# world's oldest skyscraper city!



## coldstar (Jan 14, 2003)

world's oldest/first skyscraper city - Shibam, Yemen
Shiban, Yemen (called 'the Manhattan of the Desert”, and “town with the world’s first skyscrapers)
is thought to have been in existence since the second century AD, 
and the skyscrapers themselves (more than 500 buildings over 30 meters) date back to 8th century AD.










UNESCO World Heritage, Shibam 
http://whc.unesco.org/pg.cfm?cid=31&id_site=192

Have any forumers been there?


----------



## PotatoGuy (May 10, 2005)

wow. In your face New York and Chicago!!


----------



## Faz90 (Aug 24, 2005)

Yemen's cities are so unique.


----------



## Manila-X (Jul 28, 2005)

I heard about this a long time ago! I find it really fascinating!


----------



## pottebaum (Sep 11, 2004)

That is really, really cool.


----------



## c0kelitr0 (Jul 6, 2005)

wow! no wonder the green aliens of mars are envious of human beings :lol:


----------



## ChicagoSkyline (Feb 24, 2005)

The Chicago and NYC came to mind!


----------



## Manila-X (Jul 28, 2005)

of course Chicago because it's the birthplace of the skyscraper!


----------



## Azn_chi_boi (Mar 11, 2005)

I never heard of Shibam, Yemen before...

Its interesting


----------



## [email protected] (Jun 29, 2004)

wwwoooaaaa amazing


----------



## kids (Dec 12, 2004)

The Sao Paulo of the past.


----------



## OtAkAw (Aug 5, 2004)

looks like a stack of white and brown cardboards glued together and punctured with squares.


----------



## redstone (Nov 15, 2003)

Very cool, especially when you think of the technology back then.


----------



## Dubai_Boy (May 21, 2003)

my kind of city , extremly sexy


----------



## lakegz (Oct 23, 2003)

China has commie blocks, this city has camel blocks :jk: 

ok that was a stupid joke but i love seeing pics of this city.


----------



## Dubai_Boy (May 21, 2003)

HOW COULD YOU ,  this city is thousands of years old


----------



## Dubai_Boy (May 21, 2003)

So lakegz , You growing your hair out again ? keeping it short , how is japan  and are japanese kids smart ?


----------



## mikep (Apr 7, 2005)

wow


----------



## Djoez (Jan 30, 2005)

That last pic.......awesome! 

more..


----------



## Faz90 (Aug 24, 2005)

The city looks like a ghost town. What are all those buildings being used for?


----------



## squeemu (Dec 16, 2004)

Yes, I agree that city looks awesome. I wish we had some inside views of those buildings.


----------



## Taller Better (Aug 27, 2005)

That is AMAZING!! I had no idea about Shiban having those buildings, and would
love to learn more!!! 
Thanks


----------



## Khanabadosh (Nov 16, 2004)

Stunning. Awesome.


----------



## lakegz (Oct 23, 2003)

Dubai_Boy said:


> So lakegz , You growing your hair out again ? keeping it short , how is japan  and are japanese kids smart ?

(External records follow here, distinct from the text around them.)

PR #952, opened 2019-12-29
Add panel type binding for Python to support FM6126A chip

mister-scott:
Add panel type binding for Python to support FM6126A chip in response to our need for support on that panel.

See the following commit message for context.
https://github.com/hzeller/rpi-rgb-led-matrix/commit/7160a8ade3dcecabe25ce0de73232b365f7587be

#firstpullrequest
Collaborated on with @greglaw


bindings/python/samples/samplebase.py
```diff
@@ -27,6 +27,7 @@ def __init__(self, *args, **kwargs):
         self.parser.add_argument("--led-pixel-mapper", action="store", help="Apply pixel mappers. e.g \"Rotate:90\"", default="", type=str)
         self.parser.add_argument("--led-row-addr-type", action="store", help="0 = default; 1=AB-addressed panels;2=row direct", default=0, type=int, choices=[0,1,2])
         self.parser.add_argument("--led-multiplexing", action="store", help="Multiplexing type: 0=direct; 1=strip; 2=checker; 3=spiral; 4=ZStripe; 5=ZnMirrorZStripe; 6=coreman; 7=Kaler2Scan; 8=ZStripeUneven (Default: 0)", default=0, type=int)
+        self.parser.add_argument("--led-panel-type", action="store", help="Needed to initialize special panels. Supported: 'FM6126A'", default="FM6126A", type=str)
```
hzeller: I would not set the default to FM6126A. This looks like something you need for your configuration, but for the context of this pull-request, this should be just an empty string.

bindings/python/rgbmatrix/core.cpp
```diff
@@ -1,4 +1,4 @@
-/* Generated by Cython 0.29.6 */
+/* Generated by Cython 0.29.2 */
```
hzeller: If possible, I'd try to keep the same cython version as before (0.29.6), so that the differences are only reflecting the changes due to the new property.

bindings/python/samples/samplebase.py
mister-scott: Corrected per your recommendation. Now default value is "" instead of "FM6126A".

bindings/python/rgbmatrix/core.cpp
mister-scott: Rebuilt using the v0.29.6 of cython.

hzeller:
Thanks! merged.

PR #968, opened 2020-01-19
implemented InversedZStripe

etanremlap:
I'm not the best at coming up with names, so this may not be the best name.

ZStripe looked to be the closest match for me, so I started with that, and added a couple of transformations to get my board working.


hzeller:
Thanks!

hey, im through with the long hair stuff for a while at least. japanese kids are smart but not any more smart or savvy then any other country's kids ive seen. there arent any poor kids though, which is good.


----------



## Overground (Apr 11, 2005)

Wow, that city looks amazing! I wonder if the reason they built them so close is because it keeps the sun off most of the buildings.


----------



## shibuya_suki (Apr 24, 2005)

cairo,egypt


----------



## Dallas star (Jul 6, 2006)

Shibam the dessert city i amazing what is the newest scraper?


----------



## EtherealMist (Jul 26, 2005)

ive pics of that place before, i still cant believe my eyes. It seems like something out of Star Wars.


----------



## Taller Better (Aug 27, 2005)

Dallas Star, thanks for bumping this old thread. Not many old threads deserve to come back to life, but this one does!!!


----------



## Xusein (Sep 27, 2005)

Shimbam..."the Manhattan of the desert"...

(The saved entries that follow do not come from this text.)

PR #541, opened 2020-09-07
Fix bold text in unread messages 

boxadesign:
# Motivation and Context
Fixes issue where unread messages were not displayed in bold.

### DIFF
--- a/response_operations_ui/templates/messages.html
+++ b/response_operations_ui/templates/messages.html
@@ -153,6 +153,35 @@
           {% else %}
             {% set ruRef = 'Unavailable' %}
           {% endif %}
+          {% if message.business_name and message.unread %}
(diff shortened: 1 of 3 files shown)


response_operations_ui/templates/messages.html
```diff
@@ -166,30 +195,30 @@ <h1 class="u-fs-l u-mt-l">Oops! Something went wrong</h1>
                   "id": 'ru-ref-' + loop.index|string
                 },
                 {
-                  "value": message.business_name if message.business_name else 'Unavailable',
+                  "value": businessName,
```
insacuri, line 198: There is a chance the business name might not exist, is there a reason why you removed this?

insacuri (approved):
Tested, looks good

PR #544, opened 2020-09-10
Use new ras rm notify

akssinhaamit:
# Motivation and Context

# What has changed

# How to test?

# Links


response_operations_ui/controllers/notify_controller.py
```diff
@@ -1,59 +1,67 @@
...
-            "emailAddress": email,
+            'notify': {
+                'email_address': email,
+                'template_id': template_id,
+                'personalisation': {}
+            }
         }
         if personalisation:
-            notification.update({"personalisation": personalisation})
-        if reference:
```
jterryons, line 38: Do we want to delete reference or is that not relevant anymore?

akssinhaamit: I don't think its relevant as I could not find the reference to the attribute being used ever. 
`_send_message` is referred from `request_to_notify` which is referred from the following functions which never passed reference as an attribute.
- `send_confirm_created_email`
- `send_create_account_email`
- `send_confirm_change_email`
- `send_password_change_email`

jterryons (approved):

Can anyone else believe that it only has a population of 7,000 people?


----------



## oliver999 (Aug 4, 2006)

depends on the discribe of "skyscraper"
morden skyscraper was born in united stats.
in ancient chinese, they built some 14 storey buildings six hundred years ago.


----------



## Taller Better (Aug 27, 2005)

^^^Uhmmmm, yeah. We know that these are not 89 storey steel and glass
buildings. But they would seem pretty tall if you had to walk up and down those stairs every day. I wonder what was behind the necessity to go tall? Why did they develop this way?


----------



## rocky (Apr 20, 2005)

i knew about shibam before 
its amazing

imagine if ben laden is hidden in shibam well never find him


----------



## Davee (Oct 22, 2005)

Fantastic. looks brilliant!


----------



## wiki (Mar 30, 2006)

looks pretty old, i always tought that the empire state was the oldest of the world


----------



## salvius (Aug 4, 2004)

Yemen in general has thoroughly fascinating architecture. Stunning.


----------



## godblessbotox (Jan 3, 2006)

wow. most impressive


----------



## will.exe (Aug 9, 2006)

Unreal...I saw pics of Yemeni cities on another thread and they all looked like little dioramas.


----------



## EtherealMist (Jul 26, 2005)

wiki said:


> looks pretty old, i always tought that the empire state was the oldest of the world



yeah the empire state building is the oldest. One day the people of new york got tired of building 4 and 5 story buildings and said 

"**** it, lets go build a 102 story building"


----------



## wiki (Mar 30, 2006)

jejeje, lol


----------